浜松市を本拠にする社会人野球ヤマハにスピードスターが加わる。16日、東北福祉大の鈴木光外野手(4年=会津)ら、来季の新加入選手を発表。鈴木は50メートルを5秒7で走り、速さでは、ドラフト楽天1位のオコエ瑠偉(関東第一)にも勝る。優勝3回を含む都市対抗野球出場38度、日本選手権出場22度を誇る名門で走塁に磨きをかけ、2年後のプロ入りへの足掛かりにする。

 2年秋から4年春まで仙台6大学リーグ4季連続最多盗塁賞(盗塁王)を獲得し、プロも注目した鈴木がヤマハ入りする。今秋のリーグ戦は左太もも裏の肉離れが響き、5季連続盗塁王は逃したが、「2年後のプロ入りが第1目標。そこを目指している」と話した。

 50メートル5秒7。その速さは、今夏の甲子園を沸かせたオコエ(5秒96)に勝る。だが、今春のリーグ戦は2位で全国大学選手権出場を逃した。「全国に出て名前を売りたかったですね。打撃も思うようにいかず、ここでひと区切りと思って」。この時期からプロ入り前に社会人でステップアップする決意を固めた。

 8月上旬にヤマハの練習に参加した。東北福祉大OBの美甘将弘監督(41)も足の速さを知っていたが、鈴木は「どれだけアピールできるか」を意識し、チームの俊足、池田祥大(26)と30メートル走で競い先着した。同大の山路哲生総監督(49)がヤマハOBという縁もあった。

 福島屈指の進学校、会津時代は「50メートルは6秒0でした」と笑う。東北福祉大入学から、腹筋など体幹を鍛えることで0秒3タイムが縮まった。大学でこれほど速くなるのも珍しく、「走っている時に安定した力になった」と話す。左打ちでバントなどの小技もうまく、巧打で内野安打の出塁も多い。

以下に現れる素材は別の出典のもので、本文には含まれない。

PR #11857, opened 2020-05-27
Correct typos (breaking changes for v7)

vivekmore:
Continuation of #10788 (for next major release)

### DIFF
--- a/generators/client/index.js
+++ b/generators/client/index.js
@@ -91,7 +91,7 @@ module.exports = class extends BaseBlueprintGenerator {
                 }
             },
 
-            setupClientconsts() {
+            setupClientConstants() {
                 // Make constants available in templates
                 this.LOGIN_REGEX = constants.LOGIN_REGEX_JS;
                 this.ANGULAR = ANGULAR;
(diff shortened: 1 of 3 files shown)


avdev4j:
hi @vivekmore 
I wonder if we should go further and rename the generator base function `aski18n` while we introduce breaking changes.

WDYT

vivekmore:
> I wonder if we should go further and rename the generator base function `aski18n` while we introduce breaking changes.


I like it - I don't remember if there was a reason for leaving it out of my PR.
I've updated my PR with your suggested change, hopefully the PR build doesn't break

avdev4j:
I think we will have break issues with modules and blueprints that will still use the old methods.

vivekmore:
> I think we will have break issues with modules and blueprints that will still use the old methods.

yes I thought that was clear from the title (these are breaking changes)

avdev4j:
hi @vivekmore 
I just wanted to confirm you that there is a risk to have breaking issues for some blueprints. unfortunately I don't know which blueprint can be affected, maybe none.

 ヤマハの外野陣は層が厚い。「そこに、どう入っていくか」。あこがれでもあり、参考にしているのは同じ福島出身の足のスペシャリスト、巨人鈴木尚広だ。「代走で出てノーヒットで1点を取る。僕もそういうふうな走塁を」。社会人でもスピードスターになる決意だ。【久野朗】

 ◆鈴木光(すずき・ひかる)1993年(平5)4月8日、福島県会津美里町生まれ。高田中では軟式野球部と陸上部を掛け持ち。3年時の全国中学大会陸上100メートルで11秒0を記録し、4位入賞。会津高での最高成績は2年春の県大会8強。東北福祉大で優勝した14年秋に仙台6大学リーグ最優秀選手。170センチ、67キロ。右投げ左打ち。家族は祖父母、両親、兄2人。